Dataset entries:
■ ■ ■ ■ ■

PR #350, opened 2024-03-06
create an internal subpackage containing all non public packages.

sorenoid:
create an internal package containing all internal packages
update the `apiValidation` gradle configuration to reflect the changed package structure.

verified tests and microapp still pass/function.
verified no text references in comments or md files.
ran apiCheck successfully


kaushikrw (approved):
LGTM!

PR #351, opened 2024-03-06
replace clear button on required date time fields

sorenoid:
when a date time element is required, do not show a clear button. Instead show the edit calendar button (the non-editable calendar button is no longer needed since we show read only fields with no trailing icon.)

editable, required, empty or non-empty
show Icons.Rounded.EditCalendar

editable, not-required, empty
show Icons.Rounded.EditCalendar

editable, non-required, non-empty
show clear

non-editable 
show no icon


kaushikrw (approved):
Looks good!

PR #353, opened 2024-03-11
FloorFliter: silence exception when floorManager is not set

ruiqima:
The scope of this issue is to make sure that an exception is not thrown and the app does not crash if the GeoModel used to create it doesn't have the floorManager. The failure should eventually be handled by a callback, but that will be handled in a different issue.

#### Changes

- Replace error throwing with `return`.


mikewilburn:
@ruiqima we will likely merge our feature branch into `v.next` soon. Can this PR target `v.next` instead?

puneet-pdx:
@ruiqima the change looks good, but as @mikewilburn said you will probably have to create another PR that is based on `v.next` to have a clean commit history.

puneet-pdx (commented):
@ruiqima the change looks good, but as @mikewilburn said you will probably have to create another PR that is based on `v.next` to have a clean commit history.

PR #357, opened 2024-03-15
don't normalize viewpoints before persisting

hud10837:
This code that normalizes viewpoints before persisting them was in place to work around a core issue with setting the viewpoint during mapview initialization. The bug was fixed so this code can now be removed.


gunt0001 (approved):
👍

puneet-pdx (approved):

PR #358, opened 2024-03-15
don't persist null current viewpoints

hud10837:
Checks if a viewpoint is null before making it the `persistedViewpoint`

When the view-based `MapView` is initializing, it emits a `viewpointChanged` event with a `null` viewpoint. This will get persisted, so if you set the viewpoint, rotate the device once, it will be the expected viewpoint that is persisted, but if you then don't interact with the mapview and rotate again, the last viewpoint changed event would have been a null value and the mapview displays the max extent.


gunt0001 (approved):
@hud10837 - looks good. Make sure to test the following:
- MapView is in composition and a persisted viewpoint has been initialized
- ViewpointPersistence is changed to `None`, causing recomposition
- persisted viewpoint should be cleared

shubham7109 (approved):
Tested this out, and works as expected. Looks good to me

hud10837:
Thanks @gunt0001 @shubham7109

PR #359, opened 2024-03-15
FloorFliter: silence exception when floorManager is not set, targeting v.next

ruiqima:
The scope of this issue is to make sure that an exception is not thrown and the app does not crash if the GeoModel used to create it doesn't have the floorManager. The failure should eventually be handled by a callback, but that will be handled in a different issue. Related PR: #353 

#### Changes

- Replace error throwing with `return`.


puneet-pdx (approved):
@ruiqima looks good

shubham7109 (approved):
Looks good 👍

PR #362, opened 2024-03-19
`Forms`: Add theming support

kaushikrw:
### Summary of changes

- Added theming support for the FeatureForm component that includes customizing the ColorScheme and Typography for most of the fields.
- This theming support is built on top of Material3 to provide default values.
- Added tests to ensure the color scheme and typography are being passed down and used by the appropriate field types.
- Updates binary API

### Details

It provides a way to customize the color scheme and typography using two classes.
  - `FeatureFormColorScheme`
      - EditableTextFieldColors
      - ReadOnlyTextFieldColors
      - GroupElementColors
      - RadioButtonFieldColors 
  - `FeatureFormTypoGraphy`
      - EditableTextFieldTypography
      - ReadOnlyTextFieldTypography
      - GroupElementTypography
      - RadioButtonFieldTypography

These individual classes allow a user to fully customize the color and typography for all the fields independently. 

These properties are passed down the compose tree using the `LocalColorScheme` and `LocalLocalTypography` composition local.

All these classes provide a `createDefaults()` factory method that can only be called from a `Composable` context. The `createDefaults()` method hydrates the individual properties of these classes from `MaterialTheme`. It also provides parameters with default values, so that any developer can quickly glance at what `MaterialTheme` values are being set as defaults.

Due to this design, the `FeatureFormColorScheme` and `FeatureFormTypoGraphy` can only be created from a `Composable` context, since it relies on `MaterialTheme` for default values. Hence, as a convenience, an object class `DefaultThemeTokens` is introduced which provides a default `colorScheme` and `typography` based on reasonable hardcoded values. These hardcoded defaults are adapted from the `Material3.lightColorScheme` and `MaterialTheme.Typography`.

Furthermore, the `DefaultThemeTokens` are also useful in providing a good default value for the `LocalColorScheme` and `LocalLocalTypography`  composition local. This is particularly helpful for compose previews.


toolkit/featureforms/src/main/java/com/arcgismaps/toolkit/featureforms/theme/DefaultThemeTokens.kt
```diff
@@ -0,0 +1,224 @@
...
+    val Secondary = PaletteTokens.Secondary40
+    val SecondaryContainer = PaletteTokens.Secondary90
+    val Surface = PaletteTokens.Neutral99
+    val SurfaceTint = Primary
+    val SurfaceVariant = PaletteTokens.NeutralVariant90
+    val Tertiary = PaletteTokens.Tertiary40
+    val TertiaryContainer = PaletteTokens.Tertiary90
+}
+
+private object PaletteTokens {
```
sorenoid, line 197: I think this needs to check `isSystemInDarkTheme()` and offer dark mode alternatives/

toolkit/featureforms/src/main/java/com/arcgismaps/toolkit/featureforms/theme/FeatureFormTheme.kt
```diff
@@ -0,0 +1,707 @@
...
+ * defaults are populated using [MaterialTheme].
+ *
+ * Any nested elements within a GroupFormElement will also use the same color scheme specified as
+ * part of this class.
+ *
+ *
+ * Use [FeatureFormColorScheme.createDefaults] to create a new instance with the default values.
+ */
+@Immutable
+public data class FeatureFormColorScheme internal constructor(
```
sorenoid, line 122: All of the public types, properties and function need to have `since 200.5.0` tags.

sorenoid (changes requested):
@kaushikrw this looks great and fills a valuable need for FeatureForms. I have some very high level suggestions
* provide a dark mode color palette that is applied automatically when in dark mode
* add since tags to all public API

■ ■ ■ ■ ■

#### What is expected:
When you copy the data, keep every line word for word.

#### Task answer:
PR #350, opened 2024-03-06
create an internal subpackage containing all non public packages.

sorenoid:
create an internal package containing all internal packages
update the `apiValidation` gradle configuration to reflect the changed package structure.

verified tests and microapp still pass/function.
verified no text references in comments or md files.
ran apiCheck successfully


kaushikrw (approved):
LGTM!

PR #351, opened 2024-03-06
replace clear button on required date time fields

sorenoid:
when a date time element is required, do not show a clear button. Instead show the edit calendar button (the non-editable calendar button is no longer needed since we show read only fields with no trailing icon.)

editable, required, empty or non-empty
show Icons.Rounded.EditCalendar

editable, not-required, empty
show Icons.Rounded.EditCalendar

editable, non-required, non-empty
show clear

non-editable 
show no icon


kaushikrw (approved):
Looks good!

PR #353, opened 2024-03-11
FloorFliter: silence exception when floorManager is not set

ruiqima:
The scope of this issue is to make sure that an exception is not thrown and the app does not crash if the GeoModel used to create it doesn't have the floorManager. The failure should eventually be handled by a callback, but that will be handled in a different issue.

#### Changes

- Replace error throwing with `return`.


mikewilburn:
@ruiqima we will likely merge our feature branch into `v.next` soon. Can this PR target `v.next` instead?

puneet-pdx:
@ruiqima the change looks good, but as @mikewilburn said you will probably have to create another PR that is based on `v.next` to have a clean commit history.

puneet-pdx (commented):
@ruiqima the change looks good, but as @mikewilburn said you will probably have to create another PR that is based on `v.next` to have a clean commit history.

PR #357, opened 2024-03-15
don't normalize viewpoints before persisting

hud10837:
This code that normalizes viewpoints before persisting them was in place to work around a core issue with setting the viewpoint during mapview initialization. The bug was fixed so this code can now be removed.


gunt0001 (approved):
👍

puneet-pdx (approved):

PR #358, opened 2024-03-15
don't persist null current viewpoints

hud10837:
Checks if a viewpoint is null before making it the `persistedViewpoint`

When the view-based `MapView` is initializing, it emits a `viewpointChanged` event with a `null` viewpoint. This will get persisted, so if you set the viewpoint, rotate the device once, it will be the expected viewpoint that is persisted, but if you then don't interact with the mapview and rotate again, the last viewpoint changed event would have been a null value and the mapview displays the max extent.


gunt0001 (approved):
@hud10837 - looks good. Make sure to test the following:
- MapView is in composition and a persisted viewpoint has been initialized
- ViewpointPersistence is changed to `None`, causing recomposition
- persisted viewpoint should be cleared

shubham7109 (approved):
Tested this out, and works as expected. Looks good to me

hud10837:
Thanks @gunt0001 @shubham7109

PR #359, opened 2024-03-15
FloorFliter: silence exception when floorManager is not set, targeting v.next

ruiqima:
The scope of this issue is to make sure that an exception is not thrown and the app does not crash if the GeoModel used to create it doesn't have the floorManager. The failure should eventually be handled by a callback, but that will be handled in a different issue. Related PR: #353 

#### Changes

- Replace error throwing with `return`.


puneet-pdx (approved):
@ruiqima looks good

shubham7109 (approved):
Looks good 👍

PR #362, opened 2024-03-19
`Forms`: Add theming support

kaushikrw:
### Summary of changes

- Added theming support for the FeatureForm component that includes customizing the ColorScheme and Typography for most of the fields.
- This theming support is built on top of Material3 to provide default values.
- Added tests to ensure the color scheme and typography are being passed down and used by the appropriate field types.
- Updates binary API

### Details

It provides a way to customize the color scheme and typography using two classes.
  - `FeatureFormColorScheme`
      - EditableTextFieldColors
      - ReadOnlyTextFieldColors
      - GroupElementColors
      - RadioButtonFieldColors 
  - `FeatureFormTypoGraphy`
      - EditableTextFieldTypography
      - ReadOnlyTextFieldTypography
      - GroupElementTypography
      - RadioButtonFieldTypography

These individual classes allow a user to fully customize the color and typography for all the fields independently. 

These properties are passed down the compose tree using the `LocalColorScheme` and `LocalLocalTypography` composition local.

All these classes provide a `createDefaults()` factory method that can only be called from a `Composable` context. The `createDefaults()` method hydrates the individual properties of these classes from `MaterialTheme`. It also provides parameters with default values, so that any developer can quickly glance at what `MaterialTheme` values are being set as defaults.

Due to this design, the `FeatureFormColorScheme` and `FeatureFormTypoGraphy` can only be created from a `Composable` context, since it relies on `MaterialTheme` for default values. Hence, as a convenience, an object class `DefaultThemeTokens` is introduced which provides a default `colorScheme` and `typography` based on reasonable hardcoded values. These hardcoded defaults are adapted from the `Material3.lightColorScheme` and `MaterialTheme.Typography`.

Furthermore, the `DefaultThemeTokens` are also useful in providing a good default value for the `LocalColorScheme` and `LocalLocalTypography`  composition local. This is particularly helpful for compose previews.


toolkit/featureforms/src/main/java/com/arcgismaps/toolkit/featureforms/theme/DefaultThemeTokens.kt
```diff
@@ -0,0 +1,224 @@
...
+    val Secondary = PaletteTokens.Secondary40
+    val SecondaryContainer = PaletteTokens.Secondary90
+    val Surface = PaletteTokens.Neutral99
+    val SurfaceTint = Primary
+    val SurfaceVariant = PaletteTokens.NeutralVariant90
+    val Tertiary = PaletteTokens.Tertiary40
+    val TertiaryContainer = PaletteTokens.Tertiary90
+}
+
+private object PaletteTokens {
```
sorenoid, line 197: I think this needs to check `isSystemInDarkTheme()` and offer dark mode alternatives/

toolkit/featureforms/src/main/java/com/arcgismaps/toolkit/featureforms/theme/FeatureFormTheme.kt
```diff
@@ -0,0 +1,707 @@
...
+ * defaults are populated using [MaterialTheme].
+ *
+ * Any nested elements within a GroupFormElement will also use the same color scheme specified as
+ * part of this class.
+ *
+ *
+ * Use [FeatureFormColorScheme.createDefaults] to create a new instance with the default values.
+ */
+@Immutable
+public data class FeatureFormColorScheme internal constructor(
```
sorenoid, line 122: All of the public types, properties and function need to have `since 200.5.0` tags.

sorenoid (changes requested):
@kaushikrw this looks great and fills a valuable need for FeatureForms. I have some very high level suggestions
* provide a dark mode color palette that is applied automatically when in dark mode
* add since tags to all public API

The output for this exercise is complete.